Start of TASK INPUT
PR #1006, opened 2019-02-04
Change unit of aggregation in state to BlockEvent

silasdavis:
With the inclusion of dump/restore (in its current incarnation) we have the possibility of a very large zeroth block. Each time we dump/restore a chain we import all EVM log events into a zeroth pseudo-block. So this block can grow without bounds.

However GRPC has a relatively small message size limit of 4MB (https://github.com/grpc/grpc/issues/7927). The streaming RPC is designed to be used for large messages by breaking them into multiple parts. We have a natural batching with block and transaction but currently we store entire blocks in state. We would like to be able to naturally stream blocks in terms of the their transactions, however just streaming transactions makes it difficult to know when you have received the last transaction in a block. We work round this by introducing `BlockEvent` that can be either `BeginBlock`, `TxExecution`, or `EndBlock` (similar to the tendermint ABCI types). The block messages serve as delimiters.

This PR changes our fundamental execution event state to a stream of `BlockEvents`. Some remarks on this approach:

-  We can pull out a single transaction without decoding an entire (potentially very large) `BlockExecution`
- It relegates blocks (from the point of view of `State`) to being secondary to execution events (which kind of feels right given the separation we have between 'our state' and 'tendermint's state'. The aim is that state is only faintly aware it is running on a blockchain (whether this really makes sense is up for debate - but it does have some advantages for things like checkpointing and restore)
- We could go further and wrap `TxExecution` so we have a 'pure' event stream - for various reasons this seemed like going too far (would affect a lot of code and require a lot of reassembly). I decided in the end that `TxExecution` was a good unit to work with (indeed it is a transaction).
- However since block boundaries are our synchronisation markers, so when consuming a stream of transactions you often want to know when you have reached the end of a block (and code is nicer if you can still do this with a single stream).
- Consumers can still consume `BlockExecutions` with the function `rpcevents.ConsumeBlockExecutions` hiding the details of their reconstruction - so they just benefit from the streaming transport.

This PR also includes:
- KeyFormatStore construct to make sure we do not have colliding prefixes in state and improve readability
- Slight change to Vent - it chose to remain in an invite loop when receiving EOF (on non-streaming bounds) which did not seem like the right thing to do.


protobuf/exec.proto
```diff
@@ -19,10 +19,28 @@ option (gogoproto.sizer_all) = true;
 option (gogoproto.goproto_registration) = true;
 option (gogoproto.messagename_all) = true;
 
+message BlockEvent {
```
seanyoung: Now we have BlockExecution and BlockEvent which both contain TxExecutions.

How about naming BlockEvent -> BlockExecutionStream or StreamingBlockExecution?

PR #1010, opened 2019-02-06
Dump restore fixes

seanyoung:
Various fixes to dump/restore:
 - dump contains chain id and blocktime (populate Origin)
End of TASK INPUT
Retype all of the records above, keeping them identical.

## FINISHED EXERCISE
PR #1006, opened 2019-02-04
Change unit of aggregation in state to BlockEvent

silasdavis:
With the inclusion of dump/restore (in its current incarnation) we have the possibility of a very large zeroth block. Each time we dump/restore a chain we import all EVM log events into a zeroth pseudo-block. So this block can grow without bounds.

However GRPC has a relatively small message size limit of 4MB (https://github.com/grpc/grpc/issues/7927). The streaming RPC is designed to be used for large messages by breaking them into multiple parts. We have a natural batching with block and transaction but currently we store entire blocks in state. We would like to be able to naturally stream blocks in terms of the their transactions, however just streaming transactions makes it difficult to know when you have received the last transaction in a block. We work round this by introducing `BlockEvent` that can be either `BeginBlock`, `TxExecution`, or `EndBlock` (similar to the tendermint ABCI types). The block messages serve as delimiters.

This PR changes our fundamental execution event state to a stream of `BlockEvents`. Some remarks on this approach:

-  We can pull out a single transaction without decoding an entire (potentially very large) `BlockExecution`
- It relegates blocks (from the point of view of `State`) to being secondary to execution events (which kind of feels right given the separation we have between 'our state' and 'tendermint's state'. The aim is that state is only faintly aware it is running on a blockchain (whether this really makes sense is up for debate - but it does have some advantages for things like checkpointing and restore)
- We could go further and wrap `TxExecution` so we have a 'pure' event stream - for various reasons this seemed like going too far (would affect a lot of code and require a lot of reassembly). I decided in the end that `TxExecution` was a good unit to work with (indeed it is a transaction).
- However since block boundaries are our synchronisation markers, so when consuming a stream of transactions you often want to know when you have reached the end of a block (and code is nicer if you can still do this with a single stream).
- Consumers can still consume `BlockExecutions` with the function `rpcevents.ConsumeBlockExecutions` hiding the details of their reconstruction - so they just benefit from the streaming transport.

This PR also includes:
- KeyFormatStore construct to make sure we do not have colliding prefixes in state and improve readability
- Slight change to Vent - it chose to remain in an invite loop when receiving EOF (on non-streaming bounds) which did not seem like the right thing to do.


protobuf/exec.proto
```diff
@@ -19,10 +19,28 @@ option (gogoproto.sizer_all) = true;
 option (gogoproto.goproto_registration) = true;
 option (gogoproto.messagename_all) = true;
 
+message BlockEvent {
```
seanyoung: Now we have BlockExecution and BlockEvent which both contain TxExecutions.

How about naming BlockEvent -> BlockExecutionStream or StreamingBlockExecution?

PR #1010, opened 2019-02-06
Dump restore fixes

seanyoung:
Various fixes to dump/restore:
 - dump contains chain id and blocktime (populate Origin)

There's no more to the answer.